The Atlantic puffin is an agile creature, diving from the air or the water’s surface down into the depths of the sea to feed. Underwater, it is highly manoeuvrable and has a remarkable capacity to carry up to thirty small fish in its beak at one time.
Question: When it gets back to land with multiple fish, which one does it eat first?
Answer: The biggest one. The puffin must drop all the fish on the ground in order to pick up just one. Opportunistic seagulls will pounce on anything they can steal. The puffin has only a short window of opportunity. It needs to make the right choice. First it eats the biggest, then the next largest, and so on.
For the puffin, choosing the biggest fish is an instinctive demonstration of efficiency, value, and execution. So how do we know which are the biggest fish for us?
The puffin has evolved over millions of years to know its business. Fish have always been in the sea, and the puffin instinctively knows how to go about getting them. You could say this bird is a highly optimized system. It’s so optimized it can rely on intuition that is a result of the bird’s refined perpetual systems.
While leaders with intuition are likely to outperform those without it, intuition is not enough. The ability to see is a hunter’s advantage. Puffins see well underwater. Two vital necessities for leadership have always been clarity of vision and the ability to act decisively. Business processes have not had millions of years to evolve. Nevertheless, by using algorithms – mathematical simulations – we can crank up the speed of our biological evolution. Think of our business goals as environments, with their attendant constraints and hidden opportunities, and the portfolio as a species that is either well-adapted or maladapted to its environment.
The rigorous process of portfolio selection allows us to see which projects are over-consuming precious resources. Moreover, we can score the fitness of the projects well-adapted to our business goals. Algorithmic portfolio selection gives us the hunter’s eagle vision.
Portfolio Selection
As a senior manager, you are all too aware of the pressure on you to make the right project portfolio selection. The tenure of the CEO is shortening all the time. The world of senior management is survival of the fittest. Fit means not necessarily the strongest but the one who is well adapted to changing circumstances. It’s not just your career that’s riding on making these decisions, but the very existence and health of your company.

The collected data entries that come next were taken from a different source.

PR #299, opened 2020-05-06
eos-update-flatpak-repos: Migrate Firefox to Flathub

wjt:
As well as changing (a single bit in) the app ID, this migration
involves a previously-unseen complication.

Firefox stores users' profile data in ~/.mozilla. In our Flatpak, we
simply granted the Flatpak access to the user's entire home directory –
presumably because it predates Firefox learning how to use Flatpak
portals for filesystem access.

However, Mozilla's Flatpak takes a different route: it's built with
--persist=.mozilla. This causes ~/.var/app/$APP_ID/.mozilla to be
bind-mounted to ~/.mozilla inside the sandbox. The real ~/.mozilla is
inaccessible. This means that, without some intervention during the
migration, users would lose their Firefox configuration across the
migration.

There are, essentially, two options:

1. Use `flatpak override --system --filesystem=~/.mozilla
   org.mozilla.firefox` to grant the Mozilla-provided Firefox Flatpak
   access to the real ~/.mozilla. This appears to take precedence over
   `--persist=.mozilla`, but it's not clear that Flatpak guarantees
   this. In addition, this keeps us further away from the upstream
   configuration.

2. Migrate the data to its new location with a script which runs when a
   user logs in (under certain conditions).

We choose option 2. However, this introduces a further complication:
after booting into the new build of Endless OS, but before updating any
apps, the installed 'org.mozilla.firefox' Flatpak is actually *our*
Flatpak rebranded by the migration script, with full home-directory
access. So again we have two options:

1. Make ~/.mozilla a symbolic link to the config's new home.

2. Adjust the installed Flatpak's permissions to be the same as
   Mozilla's.

Once again we choose option 2.

The migration goes as follows:

a. At boot, system-wide: construct and install a org.mozilla.firefox
   Flatpak based on the installed org.mozilla.Firefox Flatpak, with its
   permissions adjusted to more closely match Mozilla's.

b. At login, per-user: if ~/.mozilla exists,
   ~/.var/app/org.mozilla.Firefox exists (indicating that the user has
   launched our Firefox Flatpak at least once) but
   ~/.var/app/org.mozilla.Firefox/.mozilla does not exist, move
   ~/.mozilla to ~/.var/app/org.mozilla.Firefox/.mozilla.

There is yet one more hurdle we have to clear. The Firefox configuration
defines multiple profile directories, and there is not just one default:
there is one default per Firefox installation path. The path to the
Firefox executable in our Flatpak is different to that in Mozilla's.
Work around this by patching the configuration to add a section for
Mozilla's installation path.

https://phabricator.endlessm.com/T29746


wjt:
Does not work because `profiles.ini` needs to be modified because the default profile is keyed by a hash of Firefox's install path, which is different between the two flatpaks.

wjt:
I have tested this as follows:

1. Install org.mozilla.Firefox from eos-apps dev channel
2. Launch it, set my homepage to nyan.cat
3. `eos-dev-unlock --hotfix`
4. Install a `.deb` built from this branch
5. Reboot
6. Log in
7. Launch Firefox → the homepage is still correctly displayed in the migrated copy of our Firefox Flatpak, version 75.
8. Launch App Center → Firefox shows as updatable from Flathub
9. Update it → it updates successfully
10. Launch Firefox → Nyan Cat appears in Firefox 77.

This branch contains some detours into the build system for the tests, with the result that more tests are run in CI now. There's one left that isn't run here but I gave up and filed https://phabricator.endlessm.com/T30327.

eos-migrate-firefox-profile.service
```diff
@@ -0,0 +1,14 @@
...
+Description=Migrate Firefox profile to new path
+
+ConditionPathIsDirectory=%h/.mozilla
+ConditionPathIsDirectory=%h/.var/app/org.mozilla.Firefox
+ConditionPathIsDirectory=!%h/.var/app/org.mozilla.Firefox/.mozilla
+
+[Service]
+Type=simple
+ExecStart=/usr/lib/eos-boot-helper/eos-migrate-firefox-profile
+Restart=no
```
dbnicholson, line 11: I think for a script where you want the unit to not be considered started until the script completes, you would want `Type=oneshot`. To persist it, add `RemainAfterExit=yes`. See [systemd.service(5)](https://man7.org/linux/man-pages/man5/systemd.service.5.html). With `Type=Simple`, systemd will consider the unit started as soon as it finishes forking the script. That means `gnome-session.target` could be considered started before this script completes.

eos-update-flatpak-repos
```diff
@@ -276,6 +277,49 @@ def write_deploy_file(deploy_file_path, orig_variant, idx, new_val):
...
 
 
+def mangle_firefox_metadata(metadata):
+    """Endless's Firefox Flatpak stored its data in the real ~/.mozilla in the user's
+    home directory. Mozilla's Firefox Flatpak stores its data in what it thinks is
+    ~/.mozilla, but which is actually ~/.var/app/$APP_ID/.mozilla through the magic of
+    --persist=.mozilla. Monkeypatch our Flatpak to match.
+
+    eos-migrate-firefox-profile is run via /etc/xdg/autostart to actually move the
+    data."""
```
dbnicholson, line 287: Is that true? I thought it was handled by the systemd user session.

wjt: Great point. I was going to use xdg autostart but then decided to use systemd instead. In hindsight I'm not sure this was a good choice because of all the extra build system plumbing needed, but being able to use `systemctl status --user` was nice when debugging.

dbnicholson: I'm super pro-systemd and all the robust control over the execution environment, so for me it's clearly better than an autostart desktop file.

PR #300, opened 2020-05-07
Filter "sector-size" to sfdisk

valentindavid:
Some version (v2.35) of sfdisk outputs header "sector-size" but does
not accept it back. So repartition fails if not filtered.

We encountered that in GNOME OS which is using the repartition script from this repository.


wjt:
ok to test

PR #303, opened 2020-06-15
firefox: Update MIME type associations

wjt:
Strictly speaking we should have done this for all the other
applications that we have migrated. However, the browser is more
noticeable, since there is always at least one other, higher-priority
browser installed.

https://phabricator.endlessm.com/T29746

### DIFF
--- a/eos-migrate-firefox-profile
+++ b/eos-migrate-firefox-profile
@@ -39,6 +39,61 @@ PROFILES_INI = os.path.join(HOME_DOT_MOZILLA, "firefox", "profiles.ini")
 ENDLESS_FLATPAK_INSTALL_GROUP = "InstallFF6C2EBF42BF07E5"
 MOZILLA_FLATPAK_INSTALL_GROUP = "InstallCF146F38BCAB2D21"
 
+MIMEAPPS_LIST = os.path.join(GLib.get_user_config_dir(), "mimeapps.list")
+MIMEAPPS_GROUPS = [
+    "Default Applications",
+    "Added Associations",
+    "Removed Associations",
+]
+OLD_DESKTOP_FILE = "org.mozilla.Firefox.desktop"
+NEW_DESKTOP_FILE = "org.mozilla.firefox.desktop"
+
+
+def update_mimeapps_list(path):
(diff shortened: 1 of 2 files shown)


eos-migrate-firefox-profile
```diff
@@ -39,6 +39,61 @@ PROFILES_INI = os.path.join(HOME_DOT_MOZILLA, "firefox", "profiles.ini")
...
 MOZILLA_FLATPAK_INSTALL_GROUP = "InstallCF146F38BCAB2D21"
 
+MIMEAPPS_LIST = os.path.join(GLib.get_user_config_dir(), "mimeapps.list")
+MIMEAPPS_GROUPS = [
+    "Default Applications",
+    "Added Associations",
+    "Removed Associations",
+]
+OLD_DESKTOP_FILE = "org.mozilla.Firefox.desktop"
+NEW_DESKTOP_FILE = "org.mozilla.firefox.desktop"
```
dbnicholson, line 49: This is fine for a single desktop file to migrate, but might want a dict or a list of tuples to make it easy to add to in the future.

tests/test_migrate_firefox_profile.py
```diff
@@ -12,6 +12,74 @@
...
+        ).lstrip()
+        expected_data = orig_data
+
+        self._test(orig_data, expected_data)
+
+    def test_there(self):
+        orig_data = textwrap.dedent(
+            """
+            [Default Applications]
+            text/html=org.mozilla.Firefox.desktop
```
dbnicholson, line 42: I'm sure GKeyFile will do the right thing, but might be good to make the test data have multiple entries in the list to make sure the correct entry is replaced and the order is maintained.

eos-migrate-firefox-profile
wjt: In principle it would have been good to do this for the other migrated apps whose IDs changed, but at this point almost everything from eos-apps has been retired, which is why I just scoped this to this Firefox-specific script.

tests/test_migrate_firefox_profile.py
wjt: Good point. I added an `[Added Applications]` section which is where, in practice, there are plural entries.

PR #304, opened 2020-07-25
Remove sysrq_enable_oom()

hakavlad:
Note that the value of `/proc/sys/kernel/sysrq` influences only the invocation via a keyboard. Invocation of any operation via `/proc/sysrq-trigger` is always allowed (by a user with admin privileges). [1]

Getting project portfolio selection right matters. You are expected to know what you’re doing. That’s your job. So how do you understand the scope of all the projects available at any one time? What method do you use to anticipate contingent factors? In other words, what impact will the projects you select have on each other? How do you even know what the contingent factors are?
Relying on past experiences presupposes a static environment. Today, the world of business is dynamic and complex. One thing we do know for sure is that the future is unlikely to look like the past – and you need a system in place to recognize your biggest fish, with efficiency, value, and execution.